Firing an older worker

I have been presented with quite a quandary both as a H/R Professional and the Paralegal on staff. Now, before we enter debates about Older Worker Protection, Age Discrimination, and all, let's just take the stance that I've obviously completed all my research and concluded nothing. That's why I'm posting here.

We have an 80-year old worker who is as sweet as can be. The problem is that she can barely walk anymore and has to lean on walls for support. She works in an industrial-type position. Our theory is that, if she falls and breaks a hip or cracks her head open, we are liable under worker's compensation rules because it happened during the course of work and arose out of employment. The problems are:

(1) She is obviously prone to falls at her age and has nearly done so on several occasions.

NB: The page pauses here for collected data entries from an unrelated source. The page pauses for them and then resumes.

PR #4100, opened 2026-06-02
test: smoke-test that documentation examples mount cleanly

adrianschmidt:
## What

Adds a browser e2e test (`src/examples-smoke.e2e.ts`) that mounts **every documented example component** and asserts it:

- upgrades (`customElements.get(tag)` is defined),
- renders non-empty output (shadow or light DOM), and
- logs no `console.error` (which is also where Stencil's `safeCall` routes lifecycle throws, and where the runner reports uncaught errors / unhandled rejections).

Examples are enumerated from the `@exampleComponent` doc tags in `components.d.ts`, so the list stays in sync as examples are added or removed. Runs inside the existing `e2e` Vitest project — no CI or config changes.

## Why

The ~440 example components shown in the docs had **zero automated coverage**. They silently bit-rot when a component's API changes, when an example throws on load, or when it renders nothing. This is a cheap, broad smoke layer over all of them.

## Notes

- **Already gating.** This runs inside the existing `e2e` Vitest project, so the standard `Test` CI job picks it up alongside the rest of the e2e suite — no separate job, and it gates like any other test.
- **8 composites skipped.** The `-composite` "playground" examples take a `schema` prop that the docs' `kompendium-debug` route injects before rendering them. Bare mounting can't reproduce that, so they're skipped here and covered instead by the docs-driven example tests, which render through the real `#/debug/` route (with the injected context).
- **One part of a multi-phase effort** to test the example components. Companion docs-driven suites load each example through the real docs/debug route to reach what in-process mounting can't — **runtime** (#4101) and **accessibility** (#4102) — with **visual** a natural future addition. Those run as separate, initially non-blocking CI jobs.

## Summary by CodeRabbit

* **Tests**
  * Added automated smoke and runtime end-to-end tests that load documented example components in a browser to verify they render without errors.

* **Chores**
  * Added test runner configuration and scripts, a lightweight local docs server for running example tests, CI job to run runtime example tests, and updated VCS ignore rules to exclude test attachment artifacts.


adrianschmidt:
# Consolidated PR Review

> 7-dimension multi-agent review (backward compatibility, code quality, architecture, security, observability, performance, Lime platform), synthesized into one report.

## PR Summary

PR #4100 adds a browser e2e smoke test (`src/examples-smoke.e2e.ts`) that mounts all ~440 documented example components (enumerated from `@exampleComponent` doc tags in the generated `components.d.ts` via a Vite `?raw` import) and asserts each one upgrades, renders non-empty output, and logs no `console.error`. 3 files changed, +130/−0 — test file, an ambient `*?raw` module declaration, and a `.gitignore` entry. Runs inside the existing gating `e2e` Vitest project.

The PR is strictly better than `main`: it adds broad coverage where there was none, introduces no production code paths, and the build/publish isolation was verified on every path (test file excluded via `tsconfig.dist.json`'s `**/*.e2e.*`, ambient declaration absent from the api-extractor rollup). No regressions found; the caveats are robustness improvements to the new suite itself.

- **Blockers:** None — no `[High]` or `[Critical]` findings across any dimension.
- **Non-blocking but worth addressing:** Five `[Medium]` follow-ups (async error-capture window, lossy `console.error` capture, `HARMLESS_MESSAGES` drift coupling, `EXPECTED_NOISY` granularity, gating-CI wall-clock) — see Top Recommendations.

---

Test-only PR with no API/export/prop/event changes. The published-build claim was verified: `.e2e.ts` is excluded by `tsconfig.dist.json` and the ambient declaration is absent from `etc/lime-elements.api.md`.

- **[Low]** `src/raw-import.d.ts:4` — the global ambient `declare module '*?raw'` is *not* matched by the dist excludes (`**/*.e2e.*`, `**/*.spec.*`) and is within the base `include: ["src"]`. If Stencil's `dist` target copies it into `dist/types/`, it would ship via `files: ["dist/"]` and globally augment consumers' `*?raw` resolution. Impact is minimal (only affects consumers who themselves use `?raw`; doesn't enter the api-extractor rollup), but verify once against a real `dist/types/` build, or move/rename it so the existing test excludes catch it.
- **Positives:** Correctly isolated from the published surface on every checked path; the `console.error` patch is restored per-test in `finally`.

## 2. Code Quality -- GOOD ✅

Core assumptions verified: `components.d.ts` contains exactly 440 `@exampleComponent` tags, the regex is sound, and all 8 skipped composites genuinely dereference `schema` on mount. Main concerns are robustness of the async error capture.

- **[Medium]** `examples-smoke.e2e.ts:98-101,110-115` — **async errors can escape the capture window and be misattributed.** The test restores `console.error` after `componentOnReady` + one `requestAnimationFrame`. Any lifecycle throw or rejection firing later (deferred microtask, `setTimeout`, late icon-load rejection) is either missed (false negative) or — since tests run sequentially sharing the real `console.error` — attributed to whichever test is running when it surfaces (flaky false positive on an unrelated example). Inherent to the bare-mount approach and acceptable for a smoke layer, but the most likely future flakiness source. (Performance's rAF-wait note is the same root cause.)
- **[Medium]** `examples-smoke.e2e.ts:44-64` vs `vitest-setup-browser.ts:6-13` — **`HARMLESS_MESSAGES` is likely dead code with a silent drift failure mode.** The setup file already `preventDefault()`s the Cache rejection, so in the normal case it never reaches `console.error` and the filter never fires. The magic string is duplicated across two files coupled only by a comment; if they drift, the rejection slips past `preventDefault`, no longer matches, and every test in the file fails. Extract a shared constant.
- **[Low]** `examples-smoke.e2e.ts:52-61` — `'reason' in value` is a structural duck-type, not a `PromiseRejectionEvent` check; any object with a `reason` property gets unwrapped. Affects only the diff message, not pass/fail.
- **[Low]** `examples-smoke.e2e.ts:71` — the `> 400` count guard catches "dropped to zero" but a silent loss of ~30 examples (440→415) would still pass.
- **Positives:** Enumeration-from-generated-source keeps the suite self-maintaining; the skip list is accurate (every entry verified to dereference `schema` on mount); the `console.error` swap is safe under the current sequential execution model.

## 3. Architecture -- GOOD ✅

Sound choices for a broad smoke layer — regex over `components.d.ts?raw` is the lighter-coupling option vs. kompendium metadata, and reusing the `e2e` project avoids new CI surface.

- **[Low]** `examples-smoke.e2e.ts:28-37` — the skip list is a hand-maintained denylist keyed on *mount-time dereference behavior*, invisible from the tag name. Verified correct today (9 composites declare `schema`; only the 8 that dereference it on mount are skipped — `button-group-composite` merely forwards it, so its inclusion is right). A future mount-time dereferencer fails loudly (fail-safe); a listed example that stops needing schema is silently skipped (low impact). Consider a comment pointing maintainers at the `componentWillLoad`/`this.schema.` pattern as the inclusion trigger.
- **[Low]** Composite-skip and harmless-error knowledge is now spread across three places (this file, `vitest-setup-browser.ts:9`, and #4101's HARMLESS list). The two layers are intentionally complementary (bare mount vs. real `#/debug/` route), so drift risk is real but minor; a shared constant would add cross-project coupling that may not pay for itself.
- **[Low]** `examples-smoke.e2e.ts:82-87,116-119` — the `console.error` monkey-patch is safe only under serial in-file execution; if the e2e project ever enables in-file parallelism, error attribution interleaves. Fine under Vitest browser-mode defaults.
- **Positives:** Genuinely low-coupling design — one file, no CI/config changes, fail-safe error capture, and a cheap coverage-drift guard.

## 4. Security -- SAFE ✅

No significant issues found. No supply-chain leakage (test file and ambient declaration verified unreachable from the published npm artifact on every path: `files` whitelist, `tsconfig.dist.json` excludes, api-extractor rollup), no exfiltration surface (`components.d.ts` is already public), and no new exposure paths.

- **[Low]** The `console.error` override + substring filter (`examples-smoke.e2e.ts:50,63-64,84-87`) is narrowly scoped to a documented test-env artifact and restored in `finally`; very unlikely to mask a security-relevant error.
- **Positives:** Build isolation is correct on every path checked.

## 5. Observability -- GOOD ✅

One named test per example means CI failures identify the offending component directly. The weaknesses are in how much diagnostic context survives a failure.

- **[Medium]** `examples-smoke.e2e.ts:84-86` — **lossy capture: only `args[0]` of each `console.error` call is kept.** Stencil and browsers often pass multi-arg errors (`console.error('Stencil render error', error, element)` or format strings); when `args[0]` is `'%s'`, the failure report shows a useless `["%s"]` while the real `Error` in `args[1]` is discarded. The full line reaches the live browser console, but Vitest's failure report shows the captured array. Capture all args (joined/stringified) to make failures self-diagnosing.
- **[Medium]** `examples-smoke.e2e.ts:42,110` — **`EXPECTED_NOISY` is a per-tag on/off switch, not message-level.** A tag added to silence one benign warning would also mask a genuine new mount crash in that component. Currently empty so no live blind spot, but prefer expected-*message* matching (as `HARMLESS_MESSAGES` already does) over blanket suppression.
- **[Low]** `examples-smoke.e2e.ts:74-76` — the 8 skips are visible in output but carry no reason string; an operator can't distinguish intentional-by-design from flaky-disable.
- **[Low]** No structured reporter for the e2e project — pre-existing, not a regression.
- **Positives:** Per-example named tests, tag-bearing assertion messages, and the `> 400` guard make most failures immediately actionable.

## 6. Performance -- ACCEPTABLE ✅

The dominant cost is gating-CI wall-clock, not memory: cleanup was verified clean (portals/popovers only attach to `document.body` on interaction the test never performs; `disconnectedCallback` teardown is proper; no `setInterval` anywhere in the examples).

- **[Medium]** `examples-smoke.e2e.ts:54` — 440 sequential tests in one file = one long-lived browser page, each paying per-`it` overhead plus a rAF tick; roughly **20–60s added to the gating Test job**. Linear and bounded, not pathological — a permanent cost to be aware of, not a regression.
- **[Low]** `examples-smoke.e2e.ts:73` — the single-frame rAF wait is a potential flake source for the heaviest examples, though verified low-risk (editors/tables render a shell synchronously; async-data examples like `table-remote` render a loading shell). Same root cause as Code Quality's `[Medium]` capture-window finding.
- **[Low]** `examples-smoke.e2e.ts:7` — the `?raw` import inlines the ~1.9 MB `components.d.ts` as a string in the test bundle; one `matchAll` pass, negligible.
- **Positives:** Verified-clean teardown across 440 mount/unmount cycles — no portal, overlay, timer, or observer accumulation.

**No LPID findings.** The lime-issue-detector catalog targets production runtime paths (hooks, endpoints, event handlers, Stencil components); this PR adds only test/dev-time artifacts. The plausibly-relevant frontend rules (LPID-FE-1/2 fetch loops, FE-6/7 state mutation, FE-8 cleanup, FE-10 XSS sink) were checked and confirmed not to apply — e.g. `shadowRoot.innerHTML` at `examples-smoke.e2e.ts:106` is a read, not a sink.

- **Positives:** No production runtime path introduced; proper monkey-patch restoration and DOM teardown.

---

## Overall Verdicts

| Dimension | Verdict |
|---|---|
| Backward Compatibility | **GOOD** ✅ |
| Code Quality | **GOOD** ✅ |
| Architecture | **GOOD** ✅ |
| Security | **SAFE** ✅ |
| Observability | **GOOD** ✅ |
| Performance | **ACCEPTABLE** ✅ |
| Lime Platform Issues | **SAFE** ✅ |
| **Merge Readiness** | **MERGE WITH CAVEATS** ⚠️ |

## Top Recommendations

1. **[Medium from Observability]** Capture *all* `console.error` arguments (e.g. push the full `args` array or a stringified join) at `examples-smoke.e2e.ts:84-86`, so a failure report contains the actual error instead of potentially just a format string. Cheapest, highest-payoff fix.
2. **[Medium from Code Quality]** The post-`componentOnReady` single-rAF capture window can miss late async errors or misattribute them to the next test. Consider draining one more macrotask (`setTimeout(0)` after the rAF), and/or checking `consoleErrors` once more in a shared `afterEach` so stragglers fail the *right* test. If you accept the limitation, document it where `console.error` is restored.
3. **[Medium from Code Quality]** Extract the `"Failed to execute 'add' on 'Cache'"` string into a shared constant used by both `vitest-setup-browser.ts` and the test, eliminating the comment-coupled duplication — and clarify whether the test-side filter is load-bearing or defensive (the setup's `preventDefault()` likely makes it dead in the normal path).
4. **[Medium from Observability]** Change `EXPECTED_NOISY` from per-tag blanket suppression to per-tag *expected message* matching before the first entry is ever added, so a genuine new crash in a "noisy" component can't hide behind a known benign warning.
5. **[Medium from Performance]** Be aware the suite adds an estimated 20–60s to the gating Test job. No action required now; if it grows, splitting the file (Vitest parallelizes per-file) is the natural lever — but note that would require making the `console.error` swap parallel-safe first (Architecture's `[Low]`).
6. **[Low from Backward Compatibility]** Verify `dist/types/` from a real build doesn't include `raw-import.d.ts`; if it does, move the declaration so the existing `**/*.e2e.*` dist excludes cover it.

**Bottom line:** No blockers — a net-new, well-isolated smoke layer with verified build isolation and clean teardown. The caveats are all hardening of the suite's own error-capture machinery, best done before the suite starts gating merges at scale.

adrianschmidt:
## Review follow-up

Worked through the 7-dimension review. Two findings addressed in fixup `6edefc91a`; the rest deliberately skipped, with reasoning below.

### ✅ Addressed

**1. Capture all `console.error` arguments (Observability [Medium]).**
The capture kept only `args[0]`. Stencil and the browser often spread an error across several arguments (`console.error('render error', error, element)`) or pass a format string, so a failure report could show a useless `"%s"` while the real `Error` was discarded. Now the full `args` array is captured and joined (`formatErrorArgs`) for both the harmless-error filter and the failure message, so failures are self-diagnosing.

**6. Stop the `*?raw` ambient declaration shipping in `dist/types/` (Backward Compatibility [Low]).**
The review's suggested fix (rename so the `**/*.e2e.*` dist-exclude catches it) **doesn't actually work** — I tested it. Stencil's `dist` output copies *every* `.d.ts` under `src/` into `dist/types/` regardless of `tsconfig.dist.json`'s `exclude`, so both `raw-import.d.ts` and a renamed `raw-import.e2e.d.ts` still leaked into the published types (and would globally augment consumers' own `?raw` resolution). Real `.e2e.ts`/`.spec.ts` *source* files are excluded correctly — only standalone `.d.ts` files slip through.

The fix that works: inline `declare module '*?raw'` into `examples-smoke.e2e.ts` (which *is* excluded from `dist/types/`) and delete the standalone file. Verified: after a clean `npm run build`, `dist/types/` contains **zero** `raw-import` files, and the `?raw` import still type-resolves (transpile clean, e2e suite green: `441 tests | 8 skipped`).

### ⏭️ Skipped (with reasoning)

**2. Late-async-error capture window (Code Quality [Medium]).** Inherent to the bare-mount smoke approach. Adding a `setTimeout(0)` drain doesn't *fix* the race — it just shifts the window and adds flakiness surface. The review itself rates it "acceptable for a smoke layer." Left as-is; the existing comment notes the single-frame settle is intentional.

**3. Extract the shared `"Failed to execute 'add' on 'Cache'"` constant (Code Quality [Medium]).** The review's own Architecture [Low] argues the opposite — a shared constant "would add cross-project coupling that may not pay for itself." It's two short strings with a sync comment. Not worth the churn.

**4. `EXPECTED_NOISY` per-message instead of per-tag (Observability [Medium]).** The set is empty — no live blind spot. Designing message-level matching before a single entry exists is speculative; better designed when the first real entry appears.

**5. +20–60s on the gating Test job (Performance [Medium]).** Informational; the review says "no action required now." The sharded follow-ups (#4101–#4103) already address example-test wall-clock; this in-process suite intentionally rides the existing `e2e` job.

adrianschmidt:
# Consolidated PR Review (re-review)

> Re-review after fixup `6edefc91a`, which addressed two findings from the prior 7-dimension review (full `console.error` args capture; `*?raw` declaration inlined into the test file). 7-dimension multi-agent review, synthesized into one report.

## PR Summary

Adds a browser e2e smoke test (`src/examples-smoke.e2e.ts`) that mounts all ~440 documented example components (enumerated from `@exampleComponent` doc tags in the generated `components.d.ts` via Vite `?raw` import) and asserts each upgrades, renders non-empty output, and logs no `console.error`. 2 files changed, +146/−0 (test file + a `.vitest-attachments/` gitignore entry). Rides the existing gating `e2e` Vitest project; 8 schema-dependent composites are skipped and ceded to the docs-driven suites (#4101/#4102).

The PR is strictly better than `main` — broad coverage where there was none, no production code, and the fixup's two fixes were independently re-verified (dist isolation clean on all three publish paths; multi-arg capture correct for every realistic error shape). One new `[Medium]` surfaced in the fixup's own code: the error formatter keeps only `.message`, discarding the stack trace that a mount-failure report most needs.

- **Blockers:** None — no `[High]` or `[Critical]` findings in any dimension.
- **Non-blocking but worth addressing:** One `[Medium]` (stack-trace truncation, a one-line fix) and a handful of `[Low]`s — see Top Recommendations. The four previously-deferred caveats (async capture window, shared constant, `EXPECTED_NOISY` granularity, wall-clock) remain known and deferred with sound reasoning; none re-raised.

---

## 1. Backward Compatibility -- SAFE ✅

Test-only PR; published-artifact isolation after the fixup was verified mechanically, not assumed: `package.json` `files` is `["dist/", "index.scss", "CHANGELOG.md"]`; `tsconfig.dist.json` excludes `**/*.e2e.*`; the api-extractor rollup analyzes only `temp/types/index.d.ts` and `src/index.ts` never references the test or `?raw`; zero committed standalone `.d.ts` files remain under `src/`. Two pre-existing `.e2e.ts` files corroborate that `.e2e.ts` sources never reach `dist/types/`. The `.gitignore` entry is Vitest browser-mode's default attachments directory — no build/publish effect.

- **[Low]** The "inline `declare module '*?raw'` into an excluded `.e2e.*` file, never a standalone `.d.ts`" invariant is enforced only by the explanatory comment at `src/examples-smoke.e2e.ts:1-7`. A future contributor extracting it back to a shared `.d.ts` would silently reintroduce the `dist/types/` leak. Documentation-only residual risk.
- **Positives:** The previously-flagged leak vector is correctly closed by inlining into an excluded source — the rename suggested by the prior review would have failed, and the author tested that before choosing the working fix.

## 2. Code Quality -- GOOD ✅

The fixup's new code was traced through realistic argument shapes and holds up; the composite skip list was re-verified as correct and minimal (all 8 dereference `schema` during mount and would throw bare; non-skipped composites like `button-group-composite` only forward it). `components.d.ts` confirmed as a gitignored generated artifact, so enumeration stays in sync as claimed.

- **[Low]** `formatArg` (`examples-smoke.e2e.ts:74`) collapses plain objects without a `message` key to `"[object Object]"` (e.g. `{code: 500}` or a DOMException-like with only `.name`). Doesn't occur in the Stencil/runner error paths this suite actually sees; cosmetic only.
- **[Low]** `isHarmlessError` (`examples-smoke.e2e.ts:84-87`) substring-matches against the *join* of all args, so a single `console.error` call carrying both the harmless Cache message and a real error would be suppressed whole. Three agents converged on this; in practice the Cache rejection arrives as its own runner-emitted call (one `PromiseRejectionEvent` arg), never co-mingled, and the full line still reaches CI logs — only the assertion is affected. Speculative today; arg-level filtering would future-proof it. (Observability argued `[Medium]`; the negligible present likelihood and log-visible fallback keep it `[Low]`.)
- **[Low]** `HARMLESS_MESSAGES` is likely dead in the normal path — `vitest-setup-browser.ts:6-13` already `preventDefault()`s the icon-cache rejection. Defensible belt-and-suspenders (covers a race or future runner change); no action needed.
- **[Low]** A stale `@exampleComponent` doc tag naming an unregistered component would hang at `customElements.whenDefined` (`examples-smoke.e2e.ts:120`) and fail via test timeout rather than a clear assertion. Still a red test; acceptable.
- **Positives:** The skip list is precisely justified against real mount-time `schema` dereferences; the `> 400` count guard plus generated-artifact enumeration give a genuine coverage tripwire; the `console.error` swap is serial-safe under the project's single-chromium config and restored in `finally` even on assertion failure.

## 3. Architecture -- GOOD ✅

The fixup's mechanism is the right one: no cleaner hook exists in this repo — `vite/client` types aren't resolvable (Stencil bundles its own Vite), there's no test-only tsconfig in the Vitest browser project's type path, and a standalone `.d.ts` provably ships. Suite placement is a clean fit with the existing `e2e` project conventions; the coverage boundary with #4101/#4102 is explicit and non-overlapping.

(2) She has no attendance problems and no disciplinary issues.

(3) She is still technically performing her job functions since the job description doesn't list any physical requirements or that work be performed at a certain rate or speed.

(4) She has stated that she is only going to work another year because of the insurance until her (much-younger) husband is eligible for Medicare.

We're kind of approaching this at an angle that we want to do what's in her best interest. However, I can't do it from a Reduction in Force angle because that's not true. I can't do it from a "you're not living up to the expectations of your job" because that's not true. You obviously can't make a person sign a waiver saying, "If you break your hip, it's your fault". LOL. I literally can't think of anything with the exception of sitting down and talking to her about "retiring" in one year's time or offering one year's salary to retire now but I don't think executive management would approve the price tag associated with that.

Any thoughts, suggestions, or ideas??


  • 5 Comments sorted by Votes Date Added
  • I think you are setting yourself up for a lawsuit. This, to me, is like the pregnant employee whose boss decided it wasn't safe for her in her current work environment and moved her. She sued and won. It was not his decision to make regarding what was safe, it was hers.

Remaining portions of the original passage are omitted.